Anyone who has ever worked in a company has seen this play.
Some new metrics are introduced, usually as KPIs or dressing up KPIs.
Then the game begins.
Last year, Amazon built an internal AI leaderboard called KiroRank. We measured and ranked employees based on how well they used AI to perform their jobs.
The problem surfaced when managers discovered that employees were programming AI assistants to perform useless, mundane tasks in an effort to drive performance. This in itself was only a moderate problem. The real problem appeared in Amazon’s financial statements.
When using AI, tokens are typically written, which are small chunks of data. When AI algorithms process this data, sentences, words, and images are broken down and processed by the GPU.
This avalanche of new processing has led to a significant spike in token usage and an accompanying increase in costs.
This effort was part of an effort to get 80% of Amazon developers to use AI on any given week. This was also done in the shadow of thousands of layoffs aimed at cutting costs and keeping pace with a $200 billion investment in AI.
David Treadwell, a senior vice president at Amazon, recently said that while leaderboards were built with good intentions, they led to token maxing, a Silicon Valley trend that measures employee performance solely by AI usage.
Treadwell told employees, “Don’t use AI just for the sake of using AI. Use AI to solve customer problems, use AI to solve business problems, and use AI to innovate.”

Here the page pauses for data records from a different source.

PR #2386, opened 2019-08-02
Update pagination

sukhrajghuman:
### What this PR does

- Pagination **links** should use [anchors, not buttons.](https://marcysutton.com/links-vs-buttons-in-modern-web-applications/)
- Have made pagination links bigger as per [2.5.5](https://www.w3.org/WAI/WCAG21/Understanding/target-size.html)
- Removed the svg images for next and previous links and used '>' and '<' with appropriate aria labels just to simplify.
- Added [aria current](https://www.accessibility-developer-guide.com/examples/sensible-aria-usage/current/) to active pagination link
- The previous gray color for pagination summary was not accessible on a white background. Have changed it slightly

TODO:

Right now the anchor tags have blank hrefs...will fix this soon

### Checklist


AlexGilleran:
Good to see you again @sukhrajghuman! Yeah changing them to `<Link>`s would be great, you should be able to just use

```
<Link to={`/search?page=${i}`} />
```

where `i` is the page to go to.

sukhrajghuman:
Hey @AlexGilleran miss ya man.

I had to add the current path so the search query remains in the url. 

Let me know if this is okay?

magda-web-client/src/Components/Common/Pagination.js
```diff
@@ -1,41 +1,56 @@
...
         this.renderPrevButton = this.renderPrevButton.bind(this);
+        this.generateRoute = this.generateRoute.bind(this);
     }
 
-    onClick(page) {
-        this.props.onPageChange(page);
+    // generates the href for each link-list-item in pagination list.
+    generateRoute(page) {
+        return (
+            `search?` +
```
AlexGilleran: Might want to put a leading `/` in front of this, just in case it ever gets invoked from something like `/search/otherPath?etc` because that'll cause it to go to `/search/search` (I think?).

sukhrajghuman: yes good point! I've changed it so it uses `this.props.location.pathname` (which is basically the same as '/search' )

sukhrajghuman:
@AlexGilleran I put  blank alt text since this is a decorative image, and they should be hidden from screen readers.

See reference:

https://www.w3.org/WAI/tutorials/images/decorative/

AlexGilleran:
:shipit:

PR #2394, opened 2019-08-07
Issue/2362

### LINKED ISSUE #2362: Add authorization to getting a record's top-level metadata (name/id)
### Problem description
Protect the [/records/{id}](https://dev.magda.io/api/v0/apidocs/#api-Registry_Record_Service-GetV0RegistryRecordsId) endpoint with authorization - don't worry about protecting the aspects (yet), this is simply about whether a call to get a certain record should return `200` or `404.

However to get this working requires a fair bit of fundamentals to be done - setting up a policy in OPA, and setting up the plumbing to make the registry know how to talk to OPA.

Record authentication wasn't done at all in [the PoC PR](https://github.com/magda-io/magda/pull/2325), so this diverges a bit from that, but you can use a lot of what's done for record aspects.

### Acceptance Criteria
- All records should have some kind of read policy - this should be either a policy that allows all users with a view record permission to view it, or one that only allows access from an owning org unit (see technical notes below)
- Existing records should be accessible just as they are now (so data.gov.au doesn't break)
- If a record can be read, it should return the name, id and any aspects requested (no need for auth on aspects yet)
- If a record cannot be read, it should return 404

### Technical Notes
- A new `access-control` aspect needs to be created that contains a `orgUnitOwnerId` string.
- New policies need to be written for OPA - one that allows any user with the `object/registry/record/read` to view, and one that requires them to both have that permission AND to have the `orgUnitOwnerId` in the `access-control` aspect match the user's `managingOrgUnitIds` (see [these](https://github.com/magda-io/magda/tree/issues/2247-registry-auth/deploy/helm/magda/charts/opa/policies/object/registry/aspect))
- A new column needs to be added to `records` in the registry db - `authpolicyread` - which will contain a reference to the OPA policy to be queried. Make sure that existing rows end up with a read value that allows them to be read just as they would have before.
- Functionality needs to be added to query OPA via the Auth API. For this use case you can either use partial evaluation like the PoC PR does (set the record's details to "unknown", ask OPA what you need to know about a record to allow/deny access and then turn that into SQL), or you could retrieve all a record's aspects and pass them directly into OPA, which will save having to implement an OPA parser. Don't forget that a policy can be set which uses aspects that aren't being requested (i.e. the `dcat-dataset-strings` aspect could have a policy that requires the `access-control` aspect to be read in order to allow/deny access), so you can't only pass the aspect that's being requested into OPA.

### Out of Scope
- Any aspect-specific authorisation (although that will come later) - just return everything for now whether its authorised or not
- Definitely any authorisation around dereferenced aspects
- Getting a single record's details via other endpoints (e.g. history, summary etc)
- Reading multiple record aspects or multiple records
- Anything to do with update/create/delete of anything
- Anything to do with search
- Any kind of admin for any of this
- Actually creating or registering the `access-control` aspect

This one small step, giant leaps can come later ;)

mwu2018:
### What this PR does

Fixes #2362 

### Checklist


AlexGilleran:
@mwu2018 is this superceded by https://github.com/magda-io/magda/pull/2411 ?

mwu2018:
@AlexGilleran Sorry. Too busy at writing test code. Yes, this PR can be deleted.

PR #2415, opened 2019-08-16
Cleaned up dcat-dataset-strings

### LINKED ISSUE #2393: Move provenance metadata out of dcat dataset strings
## Description
For some reason the provenance metadata that environment provide as part of their data inventory made it into dcat-dataset-strings despite having nothing to do with dcat. It should really be in its own aspect.

AlexGilleran:
*** WARNING: DO NOT DEPLOY VIA GITLAB ***
I've made a test site at https://issues-2393-move-provenance-metadata.dev.magda.io/ but it has a password on it because it's loaded the ENV CSV. Ask me for the password, and don't deploy via gitlab or it'll take the password off!

### What this PR does

Fixes #2393 

- Moved provenance info out of `dcat-dataset-strings`, into a `provenance` aspect
- Moved information security out of `dcat-dataset-strings`, into a `information-security` aspect
- Removed some stuff in `dcat-dataset-strings` that didn't match DCAT and we weren't using anyway.
- Changed the UI / CSV connector to work
- Did a few clean ups in the UI, esp. re: state when picking an associated org.
- Improved checking for aspects a bit - now it just `PUT`s a new aspect instead of checking for its existence, the same way as the connectors / minions do. Not ideal but it's better than the aspect being out of date.

### Checklist


magda-scala-common/src/main/scala/au/csiro/data61/magda/model/Misc.scala
```diff
@@ -92,7 +91,7 @@ package misc {
       quality: Double,
       hasQuality: Boolean = false,
       source: Option[DataSouce] = None,
-      creation: Option[DcatCreation] = None,
+      creation: Option[Provenance] = None,
```
t83714: If the key `creation` still stay unchanged, then search API will response `dataset` object with key `creation` rather then `provenance`. Then, in `DatasetSummary` we probably can't reference `dataset.provenance.isOpenData`

t83714:
Probably also need to update here to include new aspects in indexer webhook:
https://github.com/magda-io/magda/blob/437ae51a44ab27ce9016a967dfaff21dd09b2015/magda-scala-common/src/main/scala/au/csiro/data61/magda/model/Registry.scala#L688

AlexGilleran:
@t83714 good points, I've just changed everything to `provenance` now - please take another look :)

AlexGilleran:
Thanks @t83714 , both those should be fixed in the latest commit :)

magda-web-client/src/Components/Dataset/Add/Pages/DatasetAddAccessAndUsePage/index.tsx
```diff
@@ -22,23 +20,29 @@ import { getFormatIcon } from "../../../View/DistributionIcon";
...
-        _licenseLevel
+        informationSecurity
     } = props.stateData;
 
     const editDatasetPublishing = props.edit("datasetPublishing");
     const editDatasetAccess = props.edit("datasetAccess");
-    const editDatasetUsage = props.edit("datasetUsage");
+    const editInformationSecurity = props.edit("informationSecurity");
+
+    console.log(licenseLevel);
```
t83714: We probably want to remove this~

t83714:
Tested in dev cluster and license ctrl works great!
I think we only need to remove the single line `console` before merge~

All of this could have been predicted, right?
It’s hard to miss the bit of irony in this. Amazon somehow found a way to make AI more expensive than hiring people.
It’s interesting that Amazon discovered the power of incentives, but it’s also interesting how this case reflects reality and fiction.
This work has the flavor of the classic science fiction short story The Plague of Midas, published in 1954 by Fred Pohl. The story is set in a future world inhabited by human-made robots that overproduce everything and create unparalleled abundance. As a result, the leader decides that each person should consume more and is given a consumption quota. Eventually, a man who programs his own robot, consumes it, and achieves his quota is hailed as a genius.
More than a century ago, the British discovered that colonial India had perverse incentives. They set bounties on cobras to reduce the cobra population. Eventually, authorities noticed an increase in the number of snakes and discovered a large cobra farm with thousands of cobras rampaging in their burrows.
In education, teachers who are evaluated by test scores often end up “teaching to the test” rather than helping students fundamentally understand the content. This produces the exact result that tests were designed to prevent: students who can understand without being able to understand.
Evaluating fast food workers on speed risks compromising other important metrics such as quality and safety.
And these metrics also overlook the importance of other outcomes. For example, Chick-fil-a ranks first in customer satisfaction and has the highest profit margin per store, despite being one of the slowest fast food lines in the industry.
The important thing was to make money, right?
You have to admit that there’s something terribly funny about Amazon creating a set of incentives for using AI, and then canceling their plans as soon as people respond to those incentives by using AI. Isn’t that the pinnacle of corporate stupidity?
Their team could have realized this mistake simply by referring to Goodhart’s Law, which states that once a goal becomes a measure, it is no longer a good measure (this explains the previous example).
It was painful to read this story. Because it reminded me of my time as a financial analyst. I spent countless hours moving money for executives. All to keep the KPIs green (even when they should be red). I wondered, “Was this really the point of this program?” My time was being sucked away from activities that added real value, just to create a cover.
Companies can consider how to benchmark these AI initiatives. History has taught us time and time again that human nature gravitates toward gamification and shortcuts.
Don’t get the point wrong
Yes, AI tools have many great uses.
The real point is that results-based implementations tend to produce better results in the long run. This is evidenced by the fact that 95% of generative AI pilots (test runs of AI programs within enterprises) fail. This is primarily because organizations measure success by adoption rates rather than actual usage results. This is also exacerbated by completely failed integrations by vendors.
According to Neil Dahl, an IBM Consulting global managing partner, “Rather than systematically asking, ‘How can technology improve my company?’ some people were spraying and praying.”
Law clerks should not be asking themselves how much AI they have used. You should ask if they found more errors, reduced document review time, or brought case files to the surface faster. However, many employees do not intuitively realize this themselves, especially when they are artificially forced to use AI.
This distinction between how much AI is used and what it actually produces is a key differentiator between leaderboards and actual strategy.
How to determine key performance indicators is not an easy task and is worthy of discussion and study. However, by working to get this approach right, companies can avoid significant amounts of time, money, and bad headlines like this one.